= Beginning of Section =
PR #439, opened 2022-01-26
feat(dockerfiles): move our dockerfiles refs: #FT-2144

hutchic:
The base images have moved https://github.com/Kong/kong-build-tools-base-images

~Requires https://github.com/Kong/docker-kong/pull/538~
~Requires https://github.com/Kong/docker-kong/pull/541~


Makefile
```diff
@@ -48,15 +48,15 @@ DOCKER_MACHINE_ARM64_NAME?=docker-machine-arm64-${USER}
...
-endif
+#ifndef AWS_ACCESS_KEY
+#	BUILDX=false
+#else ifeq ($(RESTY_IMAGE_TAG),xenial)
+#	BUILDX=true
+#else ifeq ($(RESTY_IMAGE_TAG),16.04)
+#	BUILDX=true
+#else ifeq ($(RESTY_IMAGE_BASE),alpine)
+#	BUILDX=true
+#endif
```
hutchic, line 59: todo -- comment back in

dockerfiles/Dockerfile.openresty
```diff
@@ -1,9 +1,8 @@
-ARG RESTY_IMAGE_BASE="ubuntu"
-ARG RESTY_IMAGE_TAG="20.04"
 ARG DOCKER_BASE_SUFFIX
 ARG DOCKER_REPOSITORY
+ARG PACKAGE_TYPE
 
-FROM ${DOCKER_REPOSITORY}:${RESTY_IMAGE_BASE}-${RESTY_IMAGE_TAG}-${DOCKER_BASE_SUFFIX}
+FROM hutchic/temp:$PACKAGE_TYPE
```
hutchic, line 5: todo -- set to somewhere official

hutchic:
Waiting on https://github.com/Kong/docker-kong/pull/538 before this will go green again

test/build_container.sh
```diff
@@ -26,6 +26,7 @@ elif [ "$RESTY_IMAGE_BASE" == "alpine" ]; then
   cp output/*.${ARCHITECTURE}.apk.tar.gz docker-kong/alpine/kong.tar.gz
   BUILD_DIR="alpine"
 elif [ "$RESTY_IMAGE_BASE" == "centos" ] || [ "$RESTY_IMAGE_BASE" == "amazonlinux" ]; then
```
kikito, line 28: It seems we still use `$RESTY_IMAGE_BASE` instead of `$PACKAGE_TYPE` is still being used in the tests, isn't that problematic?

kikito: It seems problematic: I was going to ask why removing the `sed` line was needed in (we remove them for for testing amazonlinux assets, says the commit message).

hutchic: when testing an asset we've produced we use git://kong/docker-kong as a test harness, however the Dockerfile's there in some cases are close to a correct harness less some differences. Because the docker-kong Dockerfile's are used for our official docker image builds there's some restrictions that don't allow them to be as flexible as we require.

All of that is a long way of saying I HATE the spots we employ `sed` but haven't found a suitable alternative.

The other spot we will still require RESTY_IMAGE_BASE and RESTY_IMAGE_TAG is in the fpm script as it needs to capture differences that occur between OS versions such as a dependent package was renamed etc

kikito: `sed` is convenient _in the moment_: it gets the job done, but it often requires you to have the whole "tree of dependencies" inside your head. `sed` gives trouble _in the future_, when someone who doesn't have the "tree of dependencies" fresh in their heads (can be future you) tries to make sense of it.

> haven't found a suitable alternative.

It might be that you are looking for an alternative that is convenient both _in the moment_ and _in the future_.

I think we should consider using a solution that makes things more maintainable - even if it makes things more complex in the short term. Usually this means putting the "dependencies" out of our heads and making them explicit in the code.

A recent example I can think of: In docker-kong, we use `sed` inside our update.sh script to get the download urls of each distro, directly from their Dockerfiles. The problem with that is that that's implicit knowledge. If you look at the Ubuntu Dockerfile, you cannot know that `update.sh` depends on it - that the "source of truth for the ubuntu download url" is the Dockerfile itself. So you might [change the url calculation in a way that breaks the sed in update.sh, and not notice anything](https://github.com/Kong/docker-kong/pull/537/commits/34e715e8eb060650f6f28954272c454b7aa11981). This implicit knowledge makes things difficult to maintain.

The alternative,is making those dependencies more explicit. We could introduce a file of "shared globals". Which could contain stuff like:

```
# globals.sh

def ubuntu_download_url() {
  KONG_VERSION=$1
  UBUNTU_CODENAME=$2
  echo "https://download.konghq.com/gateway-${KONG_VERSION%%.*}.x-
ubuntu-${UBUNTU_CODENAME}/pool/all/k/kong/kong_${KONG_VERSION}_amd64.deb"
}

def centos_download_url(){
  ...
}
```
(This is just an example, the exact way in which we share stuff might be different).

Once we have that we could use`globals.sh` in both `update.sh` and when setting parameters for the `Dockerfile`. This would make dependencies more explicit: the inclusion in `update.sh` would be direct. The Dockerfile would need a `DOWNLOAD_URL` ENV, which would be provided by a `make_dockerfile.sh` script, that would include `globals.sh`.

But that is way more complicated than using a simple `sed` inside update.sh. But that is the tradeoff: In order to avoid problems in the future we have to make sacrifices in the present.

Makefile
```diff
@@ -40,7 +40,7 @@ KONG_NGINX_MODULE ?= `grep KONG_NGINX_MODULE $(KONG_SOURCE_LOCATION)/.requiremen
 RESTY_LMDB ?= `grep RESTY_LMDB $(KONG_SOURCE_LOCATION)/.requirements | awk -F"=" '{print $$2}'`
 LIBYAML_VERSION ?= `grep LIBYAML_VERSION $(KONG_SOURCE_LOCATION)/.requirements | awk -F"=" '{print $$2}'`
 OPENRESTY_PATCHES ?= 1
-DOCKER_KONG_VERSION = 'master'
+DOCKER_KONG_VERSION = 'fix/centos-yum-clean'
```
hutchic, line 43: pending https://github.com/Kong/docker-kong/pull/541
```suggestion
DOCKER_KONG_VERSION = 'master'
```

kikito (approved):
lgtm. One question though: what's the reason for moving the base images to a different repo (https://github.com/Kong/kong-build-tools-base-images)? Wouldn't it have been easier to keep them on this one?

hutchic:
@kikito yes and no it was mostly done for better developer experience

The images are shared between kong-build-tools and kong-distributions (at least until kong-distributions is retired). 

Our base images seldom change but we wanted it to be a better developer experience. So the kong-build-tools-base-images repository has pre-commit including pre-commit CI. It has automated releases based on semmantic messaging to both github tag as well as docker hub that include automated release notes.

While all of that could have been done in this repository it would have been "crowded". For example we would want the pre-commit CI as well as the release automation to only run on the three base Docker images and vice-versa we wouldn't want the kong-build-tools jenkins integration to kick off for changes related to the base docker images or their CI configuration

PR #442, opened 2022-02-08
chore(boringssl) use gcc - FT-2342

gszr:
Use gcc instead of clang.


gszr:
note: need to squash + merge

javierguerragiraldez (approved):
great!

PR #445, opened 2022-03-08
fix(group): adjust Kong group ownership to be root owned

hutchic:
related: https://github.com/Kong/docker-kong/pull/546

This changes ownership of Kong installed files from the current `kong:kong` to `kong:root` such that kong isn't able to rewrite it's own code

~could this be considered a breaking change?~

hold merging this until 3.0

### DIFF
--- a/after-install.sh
= End of Section =
* DIRECTIONS FOR THIS TASK:
Using the listing above, work out the number of lines that include "alpine". The reply is that number alone.

* WORKED SOLUTION:
4